Note the new recommended sampling parameters for Qwen3.6 27B
Posted by Thrumpwart@reddit | LocalLLaMA | View on Reddit | 23 comments
Taken from their Huggingface Page:
We recommend using the following set of sampling parameters for generation
Thinking mode for general tasks: temperature=1.0, top_p=0.95, top_k=20, min_p=0.0, presence_penalty=0.0, repetition_penalty=1.0
Thinking mode for precise coding tasks (e.g. WebDev): temperature=0.6, top_p=0.95, top_k=20, min_p=0.0, presence_penalty=0.0, repetition_penalty=1.0
Instruct (or non-thinking) mode: temperature=0.7, top_p=0.80, top_k=20, min_p=0.0, presence_penalty=1.5, repetition_penalty=1.0
These are different from 3.5 so I thought I would draw your attention to them.
GregoryfromtheHood@reddit
Very glad they're recommending 0.0 presence penalty now for thinking. The old 1.5 and even 1.1 was giving me so many issues.
Caffdy@reddit
what is the difference thou? what does presence penalty do in the first place?
GregoryfromtheHood@reddit
It's supposed to punish repetition, so it's supposed to help with the looping. But I guess because the model wants to repeat some tokens, when it can't it goes into a loop. That's my guess anyway.
david-deeeds@reddit
isn't "repetition penalty" the one that punishes repetition?
Shadowfita@reddit
They both do. Two different parameters with the same-ish outcome, that target different areas of the model is my understanding.
HiddenoO@reddit
Unless something has recently changed, they're the same, just that presence penalty is a boolean ("Does the token already exist? If yes, apply penalty x."), whereas repetition penalty is numerical ("Count how often the token exists already, apply penalty x for each existence").
Shadowfita@reddit
Ahhh! That would make sense. Thanks for that distinction.
david-deeeds@reddit
Thanks!
LeonidasTMT@reddit
For the Moe model I had to turn up presence penalty because otherwise it would go into loops
Either the same line repeating except for a final word. Or a larger loop of repeating logic.
Shadowfita@reddit
Yes me too. I was finding that if I was giving an agent a task and provided it with an ID, for example, it would seemingly exhaust it's "limit" of repetition for the actual value I wanted it to include in the final output and would change it slightly making it incorrect.
kroggens@reddit
why not temperature==0.0 for coding?
DefNattyBoii@reddit
so you can reroll the dice on a shit diff, vibecodeing goes brr
Evening_Ad6637@reddit
I think the recommended params are not very good. I’ve tested around and found these params better:
HiddenoO@reddit
Some of these frankly make little sense. E.g., the presence penalty becomes fairly pointless if the repeat-penalty is ten times as high since the latter also applies on the first presence.
How did you obtain these?
jwpbe@reddit
the combination of top k and a min p of 20% is insane
llitz@reddit
Interesting boost, I have been tweaking slightly as well and went into a similar direction, but I am still bothered my the behavior. I guess I will eventually arrive at your parameters.
LinkSea8324@reddit
You might want to add the preserve_thinking param
Dany0@reddit
yes u/evening_ad6637 please retest with thinking preserved
kaisurniwurer@reddit
There are likely sampling issues in llama.cpp.
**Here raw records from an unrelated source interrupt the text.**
PR #2792, opened 2019-07-18
Added button to refresh image data

### LINKED ISSUE #2764: [FEATURE] Add lighttable button to read image data (exif)
Currently to reread for example the exif data from an image, you have to delete it and then import it again. We should have a button in the lighttable to select all images and read the data again to update the metadata in the library.

I've added support for calculating the focus distance for Sony A7 and A6xxxx cameras with exiv2 0.27.2. So I need to reread all images to get the focus distance that lensfun can calculate the vignetting correction.

sams96:
Fixes #2764

I added a button to the bottom of the image information module as shown below. It refreshes the info for all the selected images, not just the one shown.

I'm not sure on the placement of the button, I think either where I've put it (but I'd have to horizontally fill the module), just as an icon next to the "refresh parameters" button, or in the "selected image[s]" module.

refresh

### DIFF
--- a/src/control/jobs/control_jobs.c
+++ b/src/control/jobs/control_jobs.c
@@ -1275,6 +1275,38 @@ static int32_t dt_control_local_copy_images_job_run(dt_job_t *job)
   return 0;
 }
 
+static int32_t dt_control_refresh_exif_run(dt_job_t *job)
+{
+  int imgid = -1;
+  dt_control_image_enumerator_t *params = (dt_control_image_enumerator_t *)dt_control_job_get_params(job);
+  GList *t = params->index;
+  guint total = g_list_length(t);
+  double fraction = 0;
+  char message[512] = { 0 };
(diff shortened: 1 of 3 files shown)


Nilvus:
If this button is applied on all selected images (and I think it's a good idea), moving this button to "selected images" module on the right panel would be more appropriate. That will just add a line but. In that case, renaming the button to something like "refresh exif infos" would be clear.

sams96:
Ok so I moved the button to the selected images module and made it function more like the other buttons there (so it has the fancy progress bar). The only downside is that the actual text in the image information box doesn't update until you mouse-over the images.

TurboGit:
For the image information to update you probably want to raise the signal DT_SIGNAL_DEVELOP_IMAGE_CHANGED when refresh of exif is done.

sams96:
Yeah that works great thanks

TurboGit:
Looks good to me. Thanks.

cryptomilk:
Thanks @sams96 

Waiting for exiv2 0.27.2 now :-)

PR #3110, opened 2019-10-10
denoiseprofile: ensure pixel values are >= 0 before backtransform

rawfiner:
In some cases, in wavelets mode, some pixels may appear white after
backtransform instead of black if they are < 0:
before:
Capture d’écran_2019-10-10_07-59-34
after:
Capture d’écran_2019-10-10_08-02-17


TurboGit:
Looks good to me. Thanks.

PR #3113, opened 2019-10-10
BUG: toneeq/fast guided filter

aurelienpierre:
Fix a bug in the guided filter where the guided and guiding images were inverted in function arguments, so the quantization parameter had to be compensated with exposure, which was not intuitive. This will slightly break previous edits using non-zero quantization, but will be easily corrected by adjusting the mask exposure compensation.


TurboGit:
Thanks!

PR #3125, opened 2019-10-12
threadsafe rowids in history.

jenshannoschwalm:
I sometimes observed non-plausible history for images in situations where multiple threads were involved (importing lots of images or updating thumbnails) and i started development,  added styles or compressed history while these threads were still running.

The history database - as it is used - requires nums to be sorted by rowid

Changing temperature to an extreme value, and your output will stay the same. It's likely not "Qwen" or "new models" problem since I checked the same with mistral small with the same result.
Safe-Thanks-4242@reddit
Same as unsloth already share I think 🤔
LinkSea8324@reddit
Agentic codings counts as "precise coding tasks", right ?
FinBenton@reddit
That is exactly the same for coding as the old model.
Ok-Measurement-1575@reddit
Look identical to me? Unless you mean the repeat stuff?
I deleted that and noticed no ill effects tbh.